**Instructions for the task**: Copy every line from the records below that holds the word "connecting".

[[ Data for analysis open ]]

PR #167, opened 2025-07-29
[ENH] Transition states with EON and PET-MAD

HaoZeke:
More authors / comments welcome. WIP.


HaoZeke:
cc @HannaTuerk @abmazitov for a first rough draft of the text

examples/eon-pet-neb/eon-pet-neb.py
```diff
@@ -0,0 +1,676 @@
...
+reaction like this, a basic NEB implementation can struggle to converge
+or may time out. We will show how EON's advanced features, such as
+**energy-weighted springs** and mixing in **single-ended dimer search steps**, can
+efficiently locate and refine the transition state along the path.
+
+Our approach will be:
+
+1. Set up the **PET-MAD metatomic calculator**.
+2. Illustrate the limitations of a standard NEB calculation in ASE.
+3. Use ASE to generate an initial IDPP reaction path.
```
HannaTuerk:
```suggestion
2. Use ASE to generate an initial IDPP reaction path.
3. Illustrate the limitations of a standard NEB calculation in ASE.
```

examples/eon-pet-neb/eon-pet-neb.py
```diff
@@ -0,0 +1,676 @@
...
+print(result.stdout)
+if result.stderr:
+    print(result.stderr)
+
+display(Image("1D_oxad.png"))
+
+
+# %%
+# Also, the PES 2D landscape profile as a function of the RMSD [2] which shows
+# the relative distace between edpoints as the optimization takes place:
```
HannaTuerk:
```suggestion
# the relative distance between the endpoints as the optimization takes place:
```

examples/eon-pet-neb/eon-pet-neb.py
```diff
@@ -0,0 +1,676 @@
...
+#
+# TODO(rg): this needs IRA within the environment which is not pip installable..
+# os.environ.pop("MPLBACKEND", None)
+# """
+# --con-file neb.con --plot-structures "crit_points" --facecolor "white"
+# --rc-mode path --ase-rotation="90x,0y,0z" --title "NEB-RMSD Surface"
+# --fontsize-base 16 --landscape-mode "surface" --landscape-path
+# --"all" --plot-type "landscape" --output-file 2D_oxad.png --show-pts True
+# --surface-type "rbf" --theme ruhi
+# """
```
HannaTuerk: doesn't the end point relaxation below use ira as well and it works?

examples/eon-pet-neb/eon-pet-neb.py
```diff
@@ -0,0 +1,676 @@
...
+
+display(Image("2D_oxad.png"))
```
HannaTuerk: not properly displayed

examples/eon-pet-neb/eon-pet-neb.py
```diff
@@ -0,0 +1,676 @@
...
+# Finally we can visualize these with ``chemiscope``.
+#
+# settings = {
+#    "structure": [
+#        {"playbackDelay": 50, "unitCell": True, "bonds": True, "spaceFilling": True}
+#    ]
+# }
+# chemiscope.show([reactant, product], mode="structure", settings=settings)
+# %%
+# or with ASE.
```
HannaTuerk:
```suggestion
# Finally we can visualize these with ASE.
```

examples/eon-pet-neb/eon-pet-neb.py
HaoZeke: Yup, need to rethink the design a little, the script dispatches through a different Python interpreter, so it's kinda a bug in `rgpycrumbs`

.gitignore
```diff
@@ -8,3 +8,238 @@ docs/src/_static/all-examples-data.js
...
+# PyPI configuration file
+.pypirc
+
+# Marimo
+marimo/_static/
+marimo/_lsp/
+__marimo__/
+
+# Streamlit
+.streamlit/secrets.toml
```
pfebrer: I would rather keep the most minimal `.gitignore` possible, why did you need this?

requirements.txt
```diff
@@ -1,3 +1,4 @@
 nox
 docutils
 pyyaml
+requests
```
pfebrer, line 4: Why is this needed here?

examples/eon-pet-neb/eon-pet-neb.py
```diff
@@ -0,0 +1,667 @@
...
+   method.
+5. Visualize the final converged pathway.
+6. Demonstrate endpoind relaxation with EON
+
+
+Importing Required Packages
+---------------------------
+First, we import all the necessary python packages for this task.
+By convention, all ``import``
+statements are at the top of the file.
```
pfebrer, line 42: Do we need to explicitly state this convention? :laughing:

examples/eon-pet-neb/eon-pet-neb.py
```diff
@@ -0,0 +1,667 @@
...
+# connecting the configurations (each point representing a full molecular
+# structure) by a discrete set of images allows one to evolve the path
+# under an optimization algorithm, and allows approximating the reaction to
+# three states, the reactant, product, and transition state.
+# The location of this transition state (≈ the point with the highest
+# energy along this path), which is relevant to determine the barrier
+# height of the relevant reaction, and can be found
+# by applying a transformation to the second
+# derivatives, to enable optimization algorithms to step along the
+# softest mode to reach a saddle configuration. An approximation which is free
```
pfebrer: I don't understand this sentence, I think the grammar is wrong (?)
> 
> The location of this transition state (≈ the point with the highest
> energy along this path), which is relevant to determine the barrier
> height of the relevant reaction, and can be found
> by applying a transformation to the second
> derivatives, to enable optimization algorithms to step along the
> softest mode to reach a saddle configuration.

examples/eon-pet-neb/eon-pet-neb.py
```diff
@@ -0,0 +1,667 @@
...
+ax1.text(0.3, -1, "reactant")
+ax2.text(0.3, -1, "product")
+ax1.set_axis_off()
+ax2.set_axis_off()
+
+# %%
+# Endpoint minimization
+# ~~~~~~~~~~~~~~~~~~~~~
+#
+# For finding reaction pathways, the endpoints should be minimized.  We provided
```
pfebrer: "We provide" ?

examples/eon-pet-neb/eon-pet-neb.py
```diff
@@ -0,0 +1,667 @@
...
+# initial configurations which are already minimized, but in order to see how to
+# relax endpoints with EON, please have a look at the end of this tutorial.
+
+
+# %%
+# Initial path generation
+# ~~~~~~~~~~~~~~~~~~~~~~~
+#
+# The earliest NEB methods linearly interpolate between the two known
```
pfebrer: Technically, the linear interpolation is already the NEB method or just a method to get initial configurations?

examples/eon-pet-neb/eon-pet-neb.py
```diff
@@ -0,0 +1,667 @@
...
+neb = NEB(images)
+neb.interpolate("idpp")
+
+# %%
+# We don't cover subtleties in setting the number of images, typically too many
+# intermediate images may cause kinks but too few will be unable to resolve the
+# tangent to any reasonable quality.
+
+
+# %%
```
pfebrer: Do we need a separate `%%` section here?

examples/eon-pet-neb/eon-pet-neb.py
```diff
@@ -0,0 +1,667 @@
...
+    for filepath in output_files:
+        abs_path = os.path.abspath(filepath)
+        f.write(f"{abs_path}\n")
+
+print(f"Wrote absolute paths to '{summary_file_path}'.")
+
+# %%
+# ASE
+# ---
+#
```
pfebrer, line 236: From here now you are running the actual NEB with ASE and EON, no? I think a section header like `Running NEB` is needed.

examples/eon-pet-neb/eon-pet-neb.py
```diff
@@ -0,0 +1,667 @@
...
+# In the 100 NEB steps we took, the structure did unfortunately not converge.
+# The metatomic calculator for PET-MAD v1.0.2 provides `LLPR based energy
+# uncertainities <https://atomistic-cookbook.org/examples/pet-mad-uq/pet-mad-uq.html>`_.
+# As we obtain a warning that the uncertainty of the path structure sampled is
+# very high, we stop after 100 steps.
+# The ASE algorithm with LBFGS optimizer does not
+# find good intermediate structures and does not converge
+# at all. Our test showed that the FIRE
+# optimizer works better in this context, but still takes over 500 steps
+# to converge.
```
pfebrer: If the FIRE optimizer works better, wouldn't it be more fair for ASE to use it? :sweat_smile:

pfebrer: Or at least provide the code to run with the FIRE optimizer.

examples/eon-pet-neb/eon-pet-neb.py
```diff
@@ -0,0 +1,667 @@
...
+# We thus want to look at a different code, which manages to compute a
+# NEB for this simple system more efficiently.
+
+
+# %%
+# EON and Metatomic
+# -----------------
```
pfebrer: ASE is also `ASE and metatomic`, right? Maybe we should drop the metatomic name from the section?

examples/eon-pet-neb/eon-pet-neb.py
```diff
@@ -0,0 +1,667 @@
...
+    "crit_points",
+    "--facecolor",
+    "floralwhite",
+    "--plot-type",
+    "profile",
+    "--ase-rotation=90x,0y,0z",
+    "--title=NEB Path Optimization",
+    "--output-file",
+    "1D_oxad.png",
+]
```
pfebrer, line 527: Maybe explain what you are doing here, at least mention that you will use `rgpycrumbs` with a one sentence description of what it is.

examples/eon-pet-neb/eon-pet-neb.py
```diff
@@ -0,0 +1,667 @@
...
+
+result = subprocess.run(oneDprof_oxad, capture_output=True, text=True)
+print(result.stdout)
+if result.stderr:
+    print(result.stderr)
+
+display(Image("1D_oxad.png"))
```
pfebrer: This image is generated by the code, right? Because it has been commited to the repo.

examples/eon-pet-neb/eon-pet-neb.py
```diff
@@ -0,0 +1,667 @@
...
+
+
+# %%
+# Also, the PES 2D landscape profile as a function of the RMSD [2] which shows
+# the relative distance between the endpoints as the optimization takes place:
+#
+# TODO(rg): this needs IRA within the environment which is not pip installable..
```
pfebrer: Remove TODO before merging

examples/eon-pet-neb/eon-pet-neb.py
```diff
@@ -0,0 +1,667 @@
...
+aseio.write("min_reactant/pos.con", reactant)
+write_eon_min_config(Path("min_reactant"), Path(fname).absolute())
+
+Path("min_product").mkdir(exist_ok=True)
+aseio.write("min_product/pos.con", product)
+write_eon_min_config(Path("min_product"), Path(fname).absolute())
+
+# read the minimized end points
+reactant = aseio.read("min_reactant/pos.con")
+product = aseio.read("min_product/pos.con")
```
pfebrer: Does this relaxation take long? If not, could we do it at the beginning?

pfebrer (commented):
Thanks! Here are a few comments

examples/eon-pet-neb/eon-pet-neb.py
HaoZeke: Done in https://github.com/HaoZeke/rgpycrumbs/pull/18

.gitignore
HaoZeke: ah I just used a template, cleaning it up.

requirements.txt
HaoZeke: used to download the right `pet-mad` checkpoint.. xref:

```python
if not Path(fname).exists():
    response = requests.get(url)
    if response.ok:
        with open(fname, "wb") as f:
            f.write(response.content)
        print(f"Downloaded {fname} from tag {tag}.")
    else:
        print("Failed to download:", response.status_code)
else:
    print(f"{fname} from tag {tag} already present.")

if not Path(fname.replace("ckpt", "pt")).exists():
    subprocess.run(
        [
            "mtt",
            "export",
            "pet-mad-v1.0.2.ckpt",  # noqa: E501
        ]
    )
```

examples/eon-pet-neb/eon-pet-neb.py
HaoZeke: it doesn't take particularly long, but we discussed that it might be more pedagogical to not focus on the minimization in the beginning.

examples/eon-pet-neb/eon-pet-neb.py
HaoZeke: I was a bit unsure about the rules on this, my reasoning was that if the image is committed then we could eventually do some kind of image similarity to see if the recipe is somehow broken, but indeed they could just be removed from this.

examples/eon-pet-neb/eon-pet-neb.py
HaoZeke: Updated to have ASE and Metatomic as the other title

examples/eon-pet-neb/eon-pet-neb.py
HaoZeke: Kinda, some people prefer imports where they are used in Jupyter notebooks, e.g. `ira` isn't used until the appendix basically, but to keep clean lints it is imported at the top.

examples/eon-pet-neb/eon-pet-neb.py
HaoZeke: Now broken into three

> Given two known configurations on a potential energy surface (PES),
> often one wishes to determine the path of highest probability between
> the two. Under the harmonic approximation to transition state theory,
> connecting the configurations (each point representing a full molecular
> structure) by a discrete set of images allows one to evolve the path
> under an optimization algorithm, and allows approximating the reaction to
> three states: the reactant, product, and transition state.
> 
> The location of this transition state (≈ the point with the highest energy
> along this path) determines the barrier height of the reaction. This saddle
> point can be found by transforming the second derivatives (Hessian) to step
> along the softest mode. However, an approximation which is free from
> explicitly finding this mode involves moving the highest image of a NEB path:
> the "climbing" image.
> 
> Mathematically, the saddle point has zero first derivatives and a single
> negative eigenvalue. The climbing image technique moves the highest energy
> image along the reversed NEB tangent force, avoiding the cost of full
> Hessian diagonalization used in single-ended methods [2].
>

examples/eon-pet-neb/eon-pet-neb.py
HaoZeke: Depends, I mean nowadays I'd say most people wouldn't think it as part of the NEB, it's just the initial path generation method. Of course the earlier papers implicitly meant get a linear interpolation...

examples/eon-pet-neb/eon-pet-neb.py
HaoZeke: part of the reasoning is that EON uses the LBFGS as well

requirements.txt
pfebrer: But isn't this for the recipe (instead of a general dependency)?

examples/eon-pet-neb/eon-pet-neb.py
pfebrer: Ah ok, well if we want to do this at some point we could also just store the last build and compare between builds. I would say for now we can leave it out.

examples/eon-pet-neb/eon-pet-neb.py
HaoZeke: added a line about it

examples/eon-pet-neb/eon-pet-neb.py
HaoZeke: Clarified that second order methods are nicer

examples/eon-pet-neb/eon-pet-neb.py
HaoZeke: Especially because there's then the discussion on IRA which might break the flow.

examples/eon-pet-neb/eon-pet-neb.py
HaoZeke: Rewrote this to be a bit clearer.

requirements.txt
HaoZeke: ah no, my bad.. so this is a weirdly "hidden" dependency. For instance:

```bash

❯ ag requests
examples/batch-cp2k/reference-trajectory.py
32:import requests
171:        response = requests.get(url)
55:    response = requests.get(url)

examples/hamiltonian-qm7/environment.yml
examples/gaas-map/gaas-map.py
30:import requests
51:    response = requests.get(url)

examples/hamiltonian-qm7/hamiltonian-qm7.py
83:import requests
193:    response = requests.get(url)

examples/lpr/lpr.py
21:import requests
43:    response = requests.get(url)

examples/periodic-hamiltonian/periodic-hamiltonian.py
25:import requests
282:    response = requests.get(url)

examples/periodic-hamiltonian/environment.yml
13:      - requests

examples/pet-mad/pet-mad.py
59:import requests
98:    response = requests.get(url)

examples/sample-selection/sample-selection.py
24:import requests
46:    response = requests.get(url)

examples/eon-pet-neb/eon-pet-neb.py
56:import requests
88:    response = requests.get(url)

examples/shiftml/shiftml-example.py
18:import requests
36:    response = requests.get(url)

src/latest_docs_run.py
13:import requests
32:    response = requests.get(
39:            "exclude_pull_requests": True,
117:        are rate limits for unauthenticated requests.""",

requirements.txt
4:requests
```

So it is used in a bunch of recipes, but not explicitly noted before this.

HaoZeke:
Requesting another round of review, the build will work as soon as the CDN outage over at `conda-forge` is fixed..

image

([status](https://conda-forge.org/status/))

since the new EON is already uploaded..
image

requirements.txt
pfebrer: Ok, so it is used in `src/latest_docs_run.py`, so fine to add it here. Then we should add the `requests` dependency to all those recipes, no?

pfebrer: In principle the base environment should not be used by the recipes as far as I understand

HaoZeke: > In principle the base environment should not be used by the recipes as far as I understand

Yes but this is currently not true at all, xref prior conversations about `chemiscope` leaking everywhere and #190

pfebrer (approved):

requirements.txt
pfebrer: Yes but we should have the dependencies specified just in case we want to make it right at some point haha

HaoZeke: Absolutely, but to keep this one clean I'll do it in a follow up PR ^_^

abmazitov (approved):
Fantastic job @HaoZeke and @HannaTuerk , thank you a lot!

requirements.txt
HaoZeke: xref https://github.com/lab-cosmo/atomistic-cookbook/pull/193

examples/eon-pet-neb/eon-pet-neb.py
```diff
@@ -0,0 +1,790 @@
...
+# %%
+# Obtaining the Foundation Model - PET-MAD
+# ----------------------------------------
+#
+# ``PET-MAD`` is an instance of a point edge transformer model trained on
+# the diverse `MAD dataset <https://arxiv.org/abs/2506.19674>`__
+# which learns equivariance through data driven measures
+# instead of having equivariance baked in. In turn, this enables
+# the PET model to have greater design space to learn over. Integration in
+# Python and the C++ EON client occurs through the ``metatomic`` software,
```
HannaTuerk:
```suggestion
# Python and the C++ EON client occurs through the ``metatomic`` software [1],
```

HannaTuerk (approved):

HaoZeke:
OK I'm squashing this in at long last, since #194 is to be handled separately after https://github.com/metatensor/plumed-metatomic-feedstock/pull/6 and a companion to the `py-plumed` thing (not sure we need that yet).

Thanks for all the work @HannaTuerk @abmazitov @pfebrer.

[[ Data for analysis closed ]]

**Result for this task**:
+# connecting the configurations (each point representing a full molecular
> connecting the configurations (each point representing a full molecular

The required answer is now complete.